[Opening DATASET EXTRACT section]
PR #2727, opened 2025-12-17
Support reconnects on page refreshes for SSE client connections

### LINKED ISSUE #2726: dwds does not block main execution on page reload
When I connect to the app from an IDE and set breakpoints, they aren't hit on page refresh.

Skimming through `dev_handler.dart` I suspect that the issue is here: https://github.com/dart-lang/webdev/blob/c820e2afa9312ab816afd961b3ed5eda6ecd5e39/dwds/lib/src/handlers/dev_handler.dart#L639-L647. `canReconnect` evaluates to `false`, because `services.connectedInstanceId` isn't null and the existing connection is not in keep alive period.

I started looking at how / when dev_handler detects disconnects, and at least for me it looks like when the page is refreshed, the sse connection is not cleared at all and `_injectedConnections` only grows with each refresh.

Any ideas how it worked/supposed to work?

cc @bkonyi @srujzs

iinozemtsev:
1. reuse reconnection logic between websockets and sse connections
2. persist app instance id on the client side

If we treat reloads as parts of an app lifecycle, it seems natural to preserve an app instance id on full reloads, and looks like a session storage is a good fit.

Fixes #2726.

---

<details>

</details>

### DIFF
--- a/dwds/CHANGELOG.md
+++ b/dwds/CHANGELOG.md
@@ -5,6 +5,8 @@
 - Fix pausing starting of `main` after the hot restart.
 - Updating bootstrapper for DDC library bundler module format + Frontend Server.
 - Fix setting up breakpoints when handling in-app restarts with attached debugger.
+- Fix setting up breakpoints when handling full reloads from attached
+  debugger / page refreshes.
 
 ## 26.2.2
 
--- a/dwds/lib/src/handlers/dev_handler.dart
+++ b/dwds/lib/src/handlers/dev_handler.dart
@@ -636,21 +636,11 @@ class DevHandler {
       readyToRunMainCompleter.future,
     );
 
-    // We can take over a connection if there is no connectedInstanceId (this
-    // means the client completely disconnected), or if the existing
-    // AppConnection is in the KeepAlive state (this means it disconnected but
-    // is still waiting for a possible reconnect - this happens during a page
-    // reload).
-    final canReconnect =
-        services != null &&
-        (services.connectedInstanceId == null ||
-            existingConnection?.isInKeepAlivePeriod == true);
-
-    if (canReconnect) {
+    if (_canReconnect(existingConnection, message)) {
       // Disconnect any old connection (eg. those in the keep-alive waiting
       // state when reloading the page).
       existingConnection?.shutDown();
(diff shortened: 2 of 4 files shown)


iinozemtsev:
It took me a while to figure out how to use flutter tools with local webdev changes, but eventually I succeeded (but unfortunately I left all local changes on my office laptop, so not citing it here).

I found out that https://github.com/dart-lang/webdev/commit/e2d14f1050fa07e9a60455cf9d2b8e6f4e9c332c breaks `flutter run -d chrome`: the app just never loads (cc @Markzipan), so I didn't test this PR yet.

Instead I went down the rabbit hole trying to understand why I can't reproduce #2726 with an external stack.

Turned out that the client -> dwds connection protocol is controlled by a flag and is independent from whether dwds uses chrome proxy service or websocket proxy service:

https://github.com/dart-lang/webdev/blob/c820e2afa9312ab816afd961b3ed5eda6ecd5e39/dwds/lib/src/config/tool_configuration.dart#L99

So there were two important differences:
- external flutter web stack communicates with a localhost over websockets, and dwds detects page refreshes instantly when the websocket connection is broken.
- internal Dart web stack communicates through a proxy over SSE, so it leaks connections.

When I tried an internal stack over localhost via chrome remote desktop, it could also reconnect successfully as is, because the SSE connection was instantly switching to keepAliveMode.

I tried enabling websockets internally, and so far it seems to work, but I didn't test how persistent the connection is (e.g. what happens if you leave the debugger unattended for lunch) and it still requires a smaller change to [client.dart](https://github.com/dart-lang/webdev/blob/main/dwds/web/client.dart), I'll send a separate PR for it:

```diff
@@ -323,6 +324,10 @@ String _fixProtocol(String url) {
       uri.scheme == 'ws' &&
       uri.host != 'localhost') {
     uri = uri.replace(scheme: 'wss');
+  } else if (window.location.protocol == 'https:' &&
+      uri.scheme == 'ws' &&
+      uri.host != 'localhost') {
+    uri = uri.replace(scheme: 'wss');
   }
   return uri.toString();
 }
```

I think it still makes sense to land this change, but it also makes sense to try switching the internal stack to websockets.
[Closing DATASET EXTRACT section]
(REQUIRED ACTION) Which lines hold the word "also"? Return all of them from the records above.

(OUTPUT)
When I tried an internal stack over localhost via chrome remote desktop, it could also reconnect successfully as is, because the SSE connection was instantly switching to keepAliveMode.
I think it still makes sense to land this change, but it also makes sense to try switching the internal stack to websockets.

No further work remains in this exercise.